There’s a sad side even to this happiness, though.  For all the fact that the explosion of interest in MWC demonstrates the victory of mobile broadband, or that many who exhibit and probably even more who attend MWC are there for things not directly related to cellular networks, we’re still missing a lot of the key points that justify the mobile focus.

A mobile device is a direct extension of the user, a kind of technological third leg or second head.  It brings the knowledge and entertainment base of the Internet and the power of cloud computing right into the hands of everybody.  The best way to look at IT evolution since the ‘50s is that each new wave brought processing closer to people.  Mobile broadband fuses the two.

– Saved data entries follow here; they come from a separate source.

PR #2169, opened 2025-11-13
chore: add instructions for AI agents developing on the Ops codebase

tonyandrewmeyer:
*These are just an initial attempt*. We'll certainly want to continually iterate and tweak these to get the best results, both as a result of the value we find (or don't) and to handle adjustments in the tools themselves.

This is a mixture of instructions generated by the tools themselves and some manual tweaking based on my experience.

As requested, I've merged, where feasible, instructions for Copilot, Claude, and Cursor into a generic AGENTS.md.

For Claude, there's also:
* A post-edit hook that will ensure that `tox -e format` is run after editing Python files.
* A few settings, particularly ones that allow access to the main documentation sites and some reasonably safe commands.
* A couple of subagents to experiment with (subagents are relatively new, it's not clear if these are the right ones to have or whether they are generally useful).

For similar settings for Copilot, we'll need to adjust the settings in the repository.

### DIFF
--- a/AGENTS.md
+++ b/AGENTS.md
@@ -158,4 +158,5 @@ The project does not use conventional commit "scopes".
 5. Run `tox -e lint` to check linting and types
 6. Run `tox -e unit` to verify unit tests pass - avoid drops in coverage (`tox -e coverage`)
 7. Run `make html` in the `docs` folder to ensure that the documentation can be generated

Also in my view a positive was the talk from FCC Chairman Ajit Pai, where he said what shouldn’t really have surprised anyone—that the FCC planned a “lighter touch” under the new administration.  The FCC had already taken steps that indicated it would retreat from the very activist position taken by the body under the previous Chairman (Wheeler), but Pai voted against the neutrality ruling and his comments at MWC suggest he has specific moves in mind.  Reinforcing the “lighter touch” was the comment (referencing neutrality) that “It has become evident that the FCC made a mistake.  Our new approach injected tremendous uncertainty into the broadband market. And uncertainty is the enemy of growth.”

Net neutrality is important, insofar as it protects OTT competitors from operators cutting favorable deals with their own subsidiaries.  The current rules, though, were not enough to prevent AT&T from offering outside-data-plan video to its TV customers.  On the other hand, the extension of the rules that Wheeler promoted has made the relationship between subsidiaries and ISPs confusing to say the least, and it’s probably limited willingness of operators to pursue initiatives that would have promoted broadband infrastructure investment.

I have to agree with Pai here.  I think that the FCC in the last term overstepped simple neutrality goals and took a stand on the broadband business that favored one party—the OTTs—over the other, to a degree the FCC had never done before.  A dynamic broadband market—the kind that MWC and 5G propose to support—demands a symbiosis and not an artificial financial boundary.  Through almost my whole consulting career I’ve supported the notion of Internet settlement, and I still support it.  I think it’s time to take some careful, guarded, steps toward trying it out.